▸ Directions
Reproduce all lines of the listing below in which the word "into" occurs.

▸ Available data
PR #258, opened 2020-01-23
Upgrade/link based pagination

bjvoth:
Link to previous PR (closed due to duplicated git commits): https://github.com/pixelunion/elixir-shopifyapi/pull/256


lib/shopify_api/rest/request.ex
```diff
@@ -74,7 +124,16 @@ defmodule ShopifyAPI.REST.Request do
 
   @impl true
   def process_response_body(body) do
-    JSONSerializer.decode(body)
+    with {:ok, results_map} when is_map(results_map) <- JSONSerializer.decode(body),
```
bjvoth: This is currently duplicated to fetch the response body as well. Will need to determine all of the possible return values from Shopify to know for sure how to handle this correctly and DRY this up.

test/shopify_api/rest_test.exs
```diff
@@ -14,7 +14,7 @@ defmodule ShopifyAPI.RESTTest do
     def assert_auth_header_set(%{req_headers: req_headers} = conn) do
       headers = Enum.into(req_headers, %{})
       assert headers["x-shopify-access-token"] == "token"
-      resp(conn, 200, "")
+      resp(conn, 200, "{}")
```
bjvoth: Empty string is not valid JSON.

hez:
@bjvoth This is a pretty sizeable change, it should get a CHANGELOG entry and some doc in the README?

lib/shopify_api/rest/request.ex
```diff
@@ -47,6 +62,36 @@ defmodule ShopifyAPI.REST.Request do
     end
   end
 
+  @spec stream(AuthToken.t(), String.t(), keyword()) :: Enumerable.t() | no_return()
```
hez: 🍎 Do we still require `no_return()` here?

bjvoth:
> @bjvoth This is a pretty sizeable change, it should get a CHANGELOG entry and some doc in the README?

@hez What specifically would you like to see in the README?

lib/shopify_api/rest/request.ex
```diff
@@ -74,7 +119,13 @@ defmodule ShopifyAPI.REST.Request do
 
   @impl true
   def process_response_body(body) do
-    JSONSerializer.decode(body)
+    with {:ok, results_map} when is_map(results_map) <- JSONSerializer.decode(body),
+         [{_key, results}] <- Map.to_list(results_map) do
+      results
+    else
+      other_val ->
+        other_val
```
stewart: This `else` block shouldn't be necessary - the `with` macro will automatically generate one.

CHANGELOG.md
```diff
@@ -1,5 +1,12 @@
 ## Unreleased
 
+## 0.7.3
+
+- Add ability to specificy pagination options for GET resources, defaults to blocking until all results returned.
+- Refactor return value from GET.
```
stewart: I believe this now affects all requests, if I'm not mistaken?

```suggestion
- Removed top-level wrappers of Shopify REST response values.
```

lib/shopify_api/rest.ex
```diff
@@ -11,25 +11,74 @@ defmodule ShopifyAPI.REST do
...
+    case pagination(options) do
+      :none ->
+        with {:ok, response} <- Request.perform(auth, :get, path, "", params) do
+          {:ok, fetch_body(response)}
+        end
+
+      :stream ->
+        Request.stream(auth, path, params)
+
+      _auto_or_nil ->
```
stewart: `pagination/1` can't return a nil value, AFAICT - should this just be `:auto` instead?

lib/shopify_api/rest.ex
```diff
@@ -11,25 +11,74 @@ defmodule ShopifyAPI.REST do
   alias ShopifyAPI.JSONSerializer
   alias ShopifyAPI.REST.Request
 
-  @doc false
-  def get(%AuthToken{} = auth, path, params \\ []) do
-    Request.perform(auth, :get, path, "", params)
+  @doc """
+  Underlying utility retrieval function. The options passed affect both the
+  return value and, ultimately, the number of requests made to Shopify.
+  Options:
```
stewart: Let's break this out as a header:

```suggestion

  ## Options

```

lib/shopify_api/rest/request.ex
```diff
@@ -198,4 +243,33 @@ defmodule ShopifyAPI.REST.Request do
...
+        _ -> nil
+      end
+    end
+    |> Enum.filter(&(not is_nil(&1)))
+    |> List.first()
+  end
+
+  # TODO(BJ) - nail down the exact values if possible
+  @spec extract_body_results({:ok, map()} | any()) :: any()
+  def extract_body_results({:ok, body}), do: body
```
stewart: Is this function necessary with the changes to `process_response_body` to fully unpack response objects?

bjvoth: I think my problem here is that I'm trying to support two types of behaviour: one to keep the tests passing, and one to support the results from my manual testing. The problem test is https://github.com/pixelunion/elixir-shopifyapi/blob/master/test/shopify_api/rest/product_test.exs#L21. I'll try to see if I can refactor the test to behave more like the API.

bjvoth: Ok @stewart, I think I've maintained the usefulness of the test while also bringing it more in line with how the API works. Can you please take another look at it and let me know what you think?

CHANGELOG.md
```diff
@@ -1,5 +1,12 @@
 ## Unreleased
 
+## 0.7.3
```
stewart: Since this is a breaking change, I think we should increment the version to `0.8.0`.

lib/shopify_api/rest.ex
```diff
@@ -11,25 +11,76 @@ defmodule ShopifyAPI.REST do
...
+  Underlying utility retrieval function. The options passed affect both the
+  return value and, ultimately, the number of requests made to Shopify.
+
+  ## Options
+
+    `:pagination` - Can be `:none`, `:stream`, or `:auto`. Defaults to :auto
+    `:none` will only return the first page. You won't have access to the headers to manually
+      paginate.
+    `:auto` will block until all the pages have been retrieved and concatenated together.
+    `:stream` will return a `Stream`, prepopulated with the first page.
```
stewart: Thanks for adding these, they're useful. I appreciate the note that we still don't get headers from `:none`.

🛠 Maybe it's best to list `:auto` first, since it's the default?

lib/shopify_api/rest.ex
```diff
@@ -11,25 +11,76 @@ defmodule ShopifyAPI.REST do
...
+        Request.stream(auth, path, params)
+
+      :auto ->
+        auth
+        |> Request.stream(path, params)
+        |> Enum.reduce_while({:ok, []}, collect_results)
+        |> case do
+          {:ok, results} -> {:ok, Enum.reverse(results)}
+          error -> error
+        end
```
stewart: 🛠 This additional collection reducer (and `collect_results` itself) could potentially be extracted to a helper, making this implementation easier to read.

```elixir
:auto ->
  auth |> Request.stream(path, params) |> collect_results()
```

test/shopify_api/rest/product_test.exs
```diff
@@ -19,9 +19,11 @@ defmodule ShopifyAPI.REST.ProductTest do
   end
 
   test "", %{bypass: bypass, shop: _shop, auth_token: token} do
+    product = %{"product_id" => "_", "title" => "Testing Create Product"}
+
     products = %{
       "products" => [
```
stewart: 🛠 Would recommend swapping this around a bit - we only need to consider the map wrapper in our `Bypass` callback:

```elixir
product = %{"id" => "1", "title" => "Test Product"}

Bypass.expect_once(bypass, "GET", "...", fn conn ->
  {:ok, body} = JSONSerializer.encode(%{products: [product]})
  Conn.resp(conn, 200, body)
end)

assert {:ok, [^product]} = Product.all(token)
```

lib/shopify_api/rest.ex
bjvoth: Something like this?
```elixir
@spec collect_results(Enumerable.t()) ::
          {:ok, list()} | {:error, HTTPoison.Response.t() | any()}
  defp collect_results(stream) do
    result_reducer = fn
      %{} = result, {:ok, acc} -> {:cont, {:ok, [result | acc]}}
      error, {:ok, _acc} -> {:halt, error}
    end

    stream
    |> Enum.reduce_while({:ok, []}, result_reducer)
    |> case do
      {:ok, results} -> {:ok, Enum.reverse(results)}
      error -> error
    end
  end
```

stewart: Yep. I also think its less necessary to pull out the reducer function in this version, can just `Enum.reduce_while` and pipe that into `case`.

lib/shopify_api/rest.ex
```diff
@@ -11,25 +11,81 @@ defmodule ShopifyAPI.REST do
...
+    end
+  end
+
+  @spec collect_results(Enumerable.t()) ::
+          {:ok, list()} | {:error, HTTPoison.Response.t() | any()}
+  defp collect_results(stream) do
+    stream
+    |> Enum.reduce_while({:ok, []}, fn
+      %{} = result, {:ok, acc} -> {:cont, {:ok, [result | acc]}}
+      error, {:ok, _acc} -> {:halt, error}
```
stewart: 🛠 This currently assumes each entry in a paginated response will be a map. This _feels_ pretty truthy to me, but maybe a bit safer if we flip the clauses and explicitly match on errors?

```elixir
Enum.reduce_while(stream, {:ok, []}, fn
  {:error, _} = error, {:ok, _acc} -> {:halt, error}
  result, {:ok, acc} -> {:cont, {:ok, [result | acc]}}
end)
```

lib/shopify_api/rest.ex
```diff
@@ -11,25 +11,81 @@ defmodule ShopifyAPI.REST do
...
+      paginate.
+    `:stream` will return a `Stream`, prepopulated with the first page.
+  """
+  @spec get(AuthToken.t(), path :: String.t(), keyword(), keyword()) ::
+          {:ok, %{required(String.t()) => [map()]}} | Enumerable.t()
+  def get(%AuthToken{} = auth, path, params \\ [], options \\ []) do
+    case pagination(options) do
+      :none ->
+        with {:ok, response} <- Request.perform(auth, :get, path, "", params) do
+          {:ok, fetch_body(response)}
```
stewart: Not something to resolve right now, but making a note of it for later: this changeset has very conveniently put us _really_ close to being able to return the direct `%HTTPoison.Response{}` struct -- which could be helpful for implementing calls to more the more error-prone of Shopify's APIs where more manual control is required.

▸ Written response
       headers = Enum.into(req_headers, %{})
stewart: Yep. I also think its less necessary to pull out the reducer function in this version, can just `Enum.reduce_while` and pipe that into `case`.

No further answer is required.